Beneath this instruction is a listing; print exactly the lines in it starting at the line that contains "- Ensure that" and going through the line that contains "## What I Did".

*** Begin section ***

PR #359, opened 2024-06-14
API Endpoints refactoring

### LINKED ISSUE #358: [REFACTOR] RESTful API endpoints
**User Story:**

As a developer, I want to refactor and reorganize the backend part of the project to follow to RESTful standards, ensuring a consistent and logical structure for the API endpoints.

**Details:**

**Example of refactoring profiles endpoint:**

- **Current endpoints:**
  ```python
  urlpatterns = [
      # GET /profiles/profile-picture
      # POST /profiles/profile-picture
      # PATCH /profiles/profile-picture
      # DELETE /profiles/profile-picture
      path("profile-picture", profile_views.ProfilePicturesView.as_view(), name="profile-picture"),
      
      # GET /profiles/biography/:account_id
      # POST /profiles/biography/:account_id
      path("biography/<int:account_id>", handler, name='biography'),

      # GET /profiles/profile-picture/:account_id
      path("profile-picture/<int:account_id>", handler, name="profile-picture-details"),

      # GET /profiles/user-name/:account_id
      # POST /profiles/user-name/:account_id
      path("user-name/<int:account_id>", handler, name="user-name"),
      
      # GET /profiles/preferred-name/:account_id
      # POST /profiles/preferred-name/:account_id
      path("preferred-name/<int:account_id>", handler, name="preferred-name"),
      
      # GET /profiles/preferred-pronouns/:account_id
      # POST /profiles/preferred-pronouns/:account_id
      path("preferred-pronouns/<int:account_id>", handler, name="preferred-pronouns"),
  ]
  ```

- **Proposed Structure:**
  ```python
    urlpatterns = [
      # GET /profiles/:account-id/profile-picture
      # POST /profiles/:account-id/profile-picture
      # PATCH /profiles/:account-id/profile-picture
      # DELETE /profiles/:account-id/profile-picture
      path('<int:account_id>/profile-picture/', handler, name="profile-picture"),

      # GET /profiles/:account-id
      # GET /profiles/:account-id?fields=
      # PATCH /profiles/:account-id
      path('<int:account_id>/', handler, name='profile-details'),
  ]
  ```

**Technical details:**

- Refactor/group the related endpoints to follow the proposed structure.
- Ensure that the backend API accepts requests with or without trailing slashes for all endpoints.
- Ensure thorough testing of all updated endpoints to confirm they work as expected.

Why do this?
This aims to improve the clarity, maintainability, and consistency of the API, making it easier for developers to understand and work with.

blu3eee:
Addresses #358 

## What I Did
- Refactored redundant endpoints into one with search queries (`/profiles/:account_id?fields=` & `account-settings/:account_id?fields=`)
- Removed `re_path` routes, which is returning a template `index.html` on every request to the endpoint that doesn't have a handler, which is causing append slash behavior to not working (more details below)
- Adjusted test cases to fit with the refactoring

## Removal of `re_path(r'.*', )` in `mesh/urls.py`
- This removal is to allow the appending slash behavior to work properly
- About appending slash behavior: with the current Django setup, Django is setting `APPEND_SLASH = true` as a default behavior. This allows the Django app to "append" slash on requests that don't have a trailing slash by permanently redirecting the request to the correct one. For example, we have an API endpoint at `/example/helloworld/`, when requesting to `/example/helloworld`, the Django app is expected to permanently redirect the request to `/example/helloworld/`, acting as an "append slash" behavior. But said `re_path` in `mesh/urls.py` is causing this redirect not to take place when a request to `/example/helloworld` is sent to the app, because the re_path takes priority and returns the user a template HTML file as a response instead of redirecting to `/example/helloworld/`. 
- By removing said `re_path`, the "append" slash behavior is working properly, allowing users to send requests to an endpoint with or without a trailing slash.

*** End section ***

- **Final answer**:
- Ensure that the backend API accepts requests with or without trailing slashes for all endpoints.
- Ensure thorough testing of all updated endpoints to confirm they work as expected.

Why do this?
This aims to improve the clarity, maintainability, and consistency of the API, making it easier for developers to understand and work with.

blu3eee:
Addresses #358 

## What I Did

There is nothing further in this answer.